According to the International Energy Agency, “Power systems are becoming vastly more complex as demand for electricity grows and decarbonization efforts ramp up. […] One of the most common uses for AI by the energy sector has been to improve predictions of supply and demand. Developing a greater understanding of both when renewable power is available and when it’s needed is crucial for next-generation power systems […] That’s where machine learning can play a role. It can help match variable supply with rising and falling demand – maximizing the financial value of renewable energy and allowing it to be integrated more easily into the grid.”³

In the PV industry sector, AI tools and related technologies provide a faster and more efficient method of processing large amounts of data from PV projects. Insights from these analyses can improve asset management and produce powerful strategic insights for PV plant decisions to maximize return on investment (ROI). Some AI-based processes include automated inspections, performance analytics, energy forecasting, and demand response. 

Infrared drones and smart PV inspection tools 

Operating a PV plant requires proper maintenance of the onsite equipment to maximize power output. With thousands of modules and hundreds of inverters on a single site, this task is extremely challenging. Until recently, a licensed professional had to walk the site to take photos and infrared scans of sample modules. The expert would then provide general recommendations on how to fix or replace any damaged modules, and sometimes advise resetting power output expectations. 

As these processes were time-intensive (since the modules had to be shipped to a third-party laboratory for testing to confirm any observed findings), it would take weeks before systemic issues were identified and resolved. This delay could impair project financing, any Power Purchase Agreements (PPAs), and construction timelines. Recent advancements in Infrared (IR) drones and AI-enhanced software have sped up these processes. Instead of manually collecting sample modules, fleets of IR drones can now scan entire PV sites, making inspections more efficient. 

Drone flying over solar farm and infrared inspection shots taken by on-board camera, and electroluminescence tests imaging

AI-modeled software, such as “smart” PV inspection tools, then can quickly analyze the raw data. In just minutes, these tools can process thousands of images collected from IR flyovers, identifying various performance-affecting assets, classifying their importance, and geo-locating the faulty modules within the plant. These tools ensure that the results are delivered to project owners within a couple of days, enabling for faster response times. Time and money can also be saved by using mobile laboratories at the plant to conduct onsite testing of faulty PV modules.  

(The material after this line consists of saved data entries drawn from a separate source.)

PR #5494, opened 2026-05-06
5490 - Catch failures properly

### LINKED ISSUE #5490: Catch export failures properly and ensure email happens on successful export only

WillNigel23:


app/jobs/bulk_export/process_job.rb
```diff
@@ -10,6 +10,35 @@ def perform(user_id:, bulk_export_id:)
 
     result = BulkExport::Process.new(bulk_export: bulk_export).call
 
-    raise result.full_errors unless result.success?
+    if result.success? && SMTP_ENABLED
+      begin
+        UserMailer.bulk_export_finished(result.bulk_export).deliver!
+      rescue StandardError => e
```
benwbrum, line 16: Should this catch `StandardError` or absolutely everything via `rescue => e`?  (I don't quite remember the difference here.)

app/jobs/bulk_export/process_job.rb
```diff
@@ -10,6 +10,35 @@ def perform(user_id:, bulk_export_id:)
...
+      error_message =
+        if error.respond_to?(:backtrace)
+          "#{error.message}\n#{error.backtrace.join("\n")}"
+        else
+          error.to_s
+        end
+
+      path = result.bulk_export.log_file
+
+      if path.present?
```
benwbrum, line 32: Will this always return true, since the we're testing the path string's existence rather than the file's existence?

benwbrum (commented):
I have a couple of questions -- possibly silly ones.

app/jobs/bulk_export/process_job.rb
WillNigel23: Usually mailer can go just catch standard error

We generally want to avoid catching everything, as it can prevent the process from dying. That is why linters flag a catchall without standarderror, since it also tries to catch other lower level ruby errors

app/jobs/bulk_export/process_job.rb
WillNigel23: Yes, only testing the string's existence here. File shluld be created already at that point

PR #5505, opened 2026-05-11
5504 - Process bulk export artifacts individually

### LINKED ISSUE #5504: Process bulk export artifacts individually
https://fromthepage.com/solid_queue/applications/fromthepage/jobs/6c808b52-43f4-4e0e-911d-37f16bc66b58?clean_backtrace=false&server_id=solid_queue
```
Type 	SolidQueue::Processes::ProcessPrunedError
Message 	Process was found dead and pruned (last heartbeat at: 2026-05-07 23:38:26 UTC) 
```

This is consistent with behavior with running the bulk export rake task. It just dies , which likely means this error is not a code error.

I'm thinking the export is too large we are running into memory issues here (not storage). 

Probably zipping all those work exports in-memory is causing the process to die. There are no ruby exception happening which supports my theory here

I think the next step is to slightly change the process.
1. Generate export artifacts individually.
2. Zip them in one go

WillNigel23:


app/models/bulk_export.rb
```diff
@@ -107,8 +107,13 @@ def downloadable?
 
   def clean_zip_file
     output.purge
+
     File.unlink(zip_file_name) if File.exist?(zip_file_name)
     File.unlink(log_file) if File.exist?(log_file)
+
+    artifacts_dir = Rails.root.join("tmp/fromthepage_exports/export_#{id}")
```
benwbrum: I'd prefer to have this in a helper method so that we use the same logic here and in line 156 where we set `artifacts_path`

app/models/bulk_export.rb
```diff
@@ -137,33 +142,46 @@ def zip_file_name
   end
 
   def export_to_zip
-    works_scope = Work.includes(pages: [:notes, { page_versions: :user }])
```
benwbrum, line 140: I worry about losing the `includes`, since we probably added that for performance reasons.  How does this perform on a work with lots of activity, compared to the same code in `development`?

app/models/bulk_export.rb
```diff
@@ -137,33 +142,46 @@ def zip_file_name
...
-      Zip::OutputStream.open(tmpfile.path) do |out|
-        write_work_exports(works, out, self.user, self)
-      end
+    write_work_exports(works, artifacts_path, self)
+
+    zip_path = "tmp/fromthepage_exports/export_#{self.id}.zip"
+    FileUtils.rm_f(zip_path)
 
-      tmpfile.rewind
+    Zip::File.open(zip_path, create: true) do |zip|
```
benwbrum: I would be interested in comparing the memory footprint of this code against the old code in `development`

benwbrum (changes requested):
One minor change to remove duplication, plus a lot of questions.

app/models/bulk_export.rb
WillNigel23: I lost the includes here to lower memory cost. Includes preloads everything. I think in this case we are fine with n+1 since this is technically async anyway

benwbrum: Oh, that's an interesting point.  Yes, optimizing for memory is more important than optimizing for speed on these bulk exports.

benwbrum:
I've tested this with a handful of configurations (excluding PDF or MS-Word) and ran into this error, which seems related to the refactor:
```
Collection: alt-text test

Zip file: tmp/fromthepage_exports/export_6879.zip

Status: error

Configuration:
Plaintext Verbatim Page
Plaintext Verbatim Work
Plaintext Emended Page
Plaintext Emended Work
Plaintext Searchable Page
Plaintext Searchable Work
Tei Work
Html Page
Html Work
Subject Csv Collection
Table Csv Collection
Table Csv Work
Created At
Updated At
Work Metadata Csv
Static
Subject Details Csv Collection
Organization
Use Uploaded Filename
Report Arguments
Notes Csv
Page Details Csv Work
Page Details Csv Collection

Zip File
[Download](http://localhost:3000/bulk_export/6879/download)

Processing Log
# Logfile created on 2026-05-13 13:23:18 -0500 by logger.rb/v1.7.0
Found bulk_export for 
	user=benwbrum
	from collection=alt-text test
{"status"=>"queued",
 "id"=>6879,
 "user_id"=>2,
 "collection_id"=>32000342,
 "plaintext_verbatim_page"=>true,
 "plaintext_verbatim_work"=>true,
 "plaintext_emended_page"=>true,
 "plaintext_emended_work"=>true,
 "plaintext_searchable_page"=>true,
 "plaintext_searchable_work"=>true,
 "tei_work"=>true,
 "html_page"=>true,
 "html_work"=>true,
 "subject_csv_collection"=>true,
 "table_csv_collection"=>true,
 "table_csv_work"=>true,
 "created_at"=>Wed, 13 May 2026 18:23:11.000000000 UTC +00:00,
 "updated_at"=>Wed, 13 May 2026 18:23:11.000000000 UTC +00:00,
 "work_metadata_csv"=>true,
 "work_id"=>nil,
 "facing_edition_work"=>false,
 "text_pdf_work"=>false,
 "text_docx_work"=>false,
 "static"=>true,
 "document_set_id"=>nil,
 "subject_details_csv_collection"=>true,
 "text_only_pdf_work"=>false,
 "organization"=>"by_work",
 "use_uploaded_filename"=>true,
 "plaintext_verbatim_zero_index_page"=>false,
 "owner_mailing_list"=>nil,
 "owner_detailed_activity"=>nil,
 "collection_activity"=>nil,
 "collection_contributors"=>nil,
 "report_arguments"=>{"preserve_linebreaks"=>"0"},
 "notes_csv"=>true,
 "admin_searches"=>nil,
 "page_details_csv_work"=>true,
 "page_details_csv_collection"=>true}

	2026-05-13T13:23:20-05:00 Exporting work	32033032	archives

	[MEM] START WORK 32033032 RSS=225.5MB

/home/benwbrum/dev/products/fromthepage/fromthepage/app/controllers/concerns/export_service.rb:488:in `export_plaintext_translation_pages': undefined method `supports_translation?' for nil (NoMethodError)

    if work.supports_translation?
           ^^^^^^^^^^^^^^^^^^^^^^
	from /home/benwbrum/dev/products/fromthepage/fromthepage/app/helpers/export_helper.rb:210:in `block (2 levels) in write_work_exports'
	from /home/benwbrum/.rvm/gems/ruby-3.3.5/gems/activerecord-7.2.3.1/lib/active_record/relation/batches.rb:82:in `each'
	from /home/benwbrum/.rvm/gems/ruby-3.3.5/gems/activerecord-7.2.3.1/lib/active_record/relation/batches.rb:82:in `block in find_each'
	from /home/benwbrum/.rvm/gems/ruby-3.3.5/gems/activerecord-7.2.3.1/lib/active_record/relation/batches.rb:158:in `block in find_in_batches'
	from /home/benwbrum/.rvm/gems/ruby-3.3.5/gems/activerecord-7.2.3.1/lib/active_record/relation/batches.rb:364:in `block in batch_on_loaded_relation'
	from /home/benwbrum/.rvm/gems/ruby-3.3.5/gems/activerecord-7.2.3.1/lib/active_record/relation/batches.rb:360:in `each'
	from /home/benwbrum/.rvm/gems/ruby-3.3.5/gems/activerecord-7.2.3.1/lib/active_record/relation/batches.rb:360:in `each_slice'
	from /home/benwbrum/.rvm/gems/ruby-3.3.5/gems/activerecord-7.2.3.1/lib/active_record/relation/batches.rb:360:in `batch_on_loaded_relation'
	from /home/benwbrum/.rvm/gems/ruby-3.3.5/gems/activerecord-7.2.3.1/lib/active_record/relation/batches.rb:260:in `in_batches'
	from /home/benwbrum/.rvm/gems/ruby-3.3.5/gems/activerecord-7.2.3.1/lib/active_record/relation/batches.rb:157:in `find_in_batches'
	from /home/benwbrum/.rvm/gems/ruby-3.3.5/gems/activerecord-7.2.3.1/lib/active_record/relation/batches.rb:81:in `find_each'
	from /home/benwbrum/dev/products/fromthepage/fromthepage/app/helpers/export_helper.rb:206:in `with_index'
	from /home/benwbrum/dev/products/fromthepage/fromthepage/app/helpers/export_helper.rb:206:in `block in write_work_exports'
```

WillNigel23:
Nice catch! One fix I did was remove the re-declaration of `@work` variable so that it can be accessed by the sub functions called. We already should be passing either the `work` or `page` variable, this is unnecessary. It will only cause memory leak in iterations. I just missed this one place for accessing work thru the page.

@benwbrum

PR #5525, opened 2026-05-18
5522 - New page image uploads should upload to active storage

### LINKED ISSUE #5522: New page image uploads should upload to active_storage
This is the first step.

All new uploads should go thru active_storage.

WillNigel23:


app/models/page.rb
```diff
@@ -770,6 +785,7 @@ def modernize_absolute(filename)
     end
   end
 
+  # TODO: Deprecate once move to active storage is completed
```
benwbrum, line 836: How does this implementation handle thumbnails?  Are they still stored locally and generated from uploaded images?

app/models/page.rb
```diff
@@ -312,34 +315,6 @@ def canonical_facsimile_url
...
-        self.ia_leaf.page_w
-      else
-        nil
-      end
-    else
-      self[:base_width]
-    end
-  end
-
   def base_image
```
benwbrum, line 320: Do we still need this if we're getting rid of `base_image` as an attribute?

app/models/page.rb
```diff
@@ -357,14 +332,17 @@ def scaled_image(factor = 2)
...
-      return nil
-    end
-    if self.base_image.blank?
-      return nil
+    return if self.ia_leaf
+    return if self.base_image.blank?
+
+    if image.attached?
+      return Rails.application.routes.url_helpers.url_for(
+        image.variant(resize_to_limit: [nil, 400])
```
benwbrum: Can you point me to some docs on `variant`?  I'm thinking about other things which we might be able to use it for.

app/interactors/page/lib/common.rb
```diff
@@ -6,29 +6,20 @@ def process_uploaded_file(image_file)
...
     context.errors = e.message
     context.fail!
   end
 
+  # TODO: Deprecate this once move to active_storage is complete
   def assign_dimensions
-    File.unlink @page.thumbnail_filename if File.exist?(@page.thumbnail_filename)
-
     image = Magick::ImageList.new(@page.base_image)
     @page.base_width = image.columns
```
benwbrum: Is this going to mess up the new calculations for image height and width, or will this not be called for attached images?

app/interactors/page/rotate.rb
```diff
@@ -12,9 +12,65 @@ def initialize(page:, orientation:)
...
   def perform
-    0.upto(@page.shrink_factor) do |i|
-      rotate_file(@page.scaled_image(i), @orientation)
+    ensure_active_storage_image!
+
+    filename = @page.image.filename.to_s
+    content_type = @page.image.content_type
+
+    downloaded = @page.image.download
+    image = Magick::Image.from_blob(downloaded).first
```
benwbrum, line 21: Is there any cleanup code after the rotation finishes, or will the download stay on the filesystem forever?

app/models/page.rb
WillNigel23: For now I'm keeping this since we are still back-supporting base_image. We can probably remove this after part 3 of the PR where we fully deprecate the implementation.

app/models/page.rb
WillNigel23: Here is the link:
https://api.rubyonrails.org/classes/ActiveStorage/Variant.html

After re-reading this part I am adding `processed` to this variant call so that it checks that the variant has been processed and uploaded to the service.

> When you do want to actually produce the variant needed, call processed. This will check that the variant has already been processed and uploaded to the service, and, if so, just return that. Otherwise it will perform the transformations, upload the variant to the service, and return itself again. Example:

> avatar.variant(resize_to_limit: [100, 100]).processed.url

app/models/page.rb
WillNigel23: Based on docs, whenever we call `variant(...).processed` it will upload the generated variant back to storage_service and cache it for future uses. It will not be stored locally

app/interactors/page/rotate.rb
WillNigel23: `download` here is the binary string format of a file, so it lives in-memory.

app/interactors/page/lib/common.rb
WillNigel23: Actually, I'm removing this function now.

I originally kept it because I did not touch `rotate` logic at the start. But I realized, if people wanted to rotate their image when using the old `base_image` implementation, then we might as well use that step to also upload to active_storage.

I added that to rotate, and forgot to remove this old assign_dimensions function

“Smart” SCADA and Machine Learning tools

Asset performance analysis is another area where AI-enhanced software is helping to obtain more information from supervisory and control data acquisition (SCADA) systems. In the past, SCADA systems only produced monthly reports that offered a high-level overview of system health, but were unable to detect potential production loss due to downtime events or other issues. Today's AI-enhanced “smart” SCADA systems offer more accurate and relevant information along with detailed recommendations. These recommendations can include advice on the best times to wash certain module strings, and information on specific inverter issues, as well as the expected timeframe for critical failures.

Similar to smart SCADA systems, stand-alone performance analysis has started to rely more on Machine Learning (ML) techniques. ML, a form of AI-enhanced software, provides detailed information on the kind of systemic issues described above. Data is often available at one minute (or even sub-minute) resolution across several years of operation. ML models can process this data for each component at every hierarchical level. These important insights have opened new frontiers for managing PV plants.

There are tools currently on the market that can calculate important metrics such as actual performance ratio (PR) for each component, how much energy has been lost during downtime events at the meter level up to the string level, and the optimal behavior of the different device types based on their historical data. These tools can also conduct separate analyses to determine losses due to various factors such as long-term system degradation, utility-enforced curtailment, soiled modules, and non-functioning single-axis trackers. Additionally, the tools can calculate actual AC losses between the inverter and point of interconnection. 

Calculation of a site-specific daily soiling rate & realistic soiling losses based on asset production data.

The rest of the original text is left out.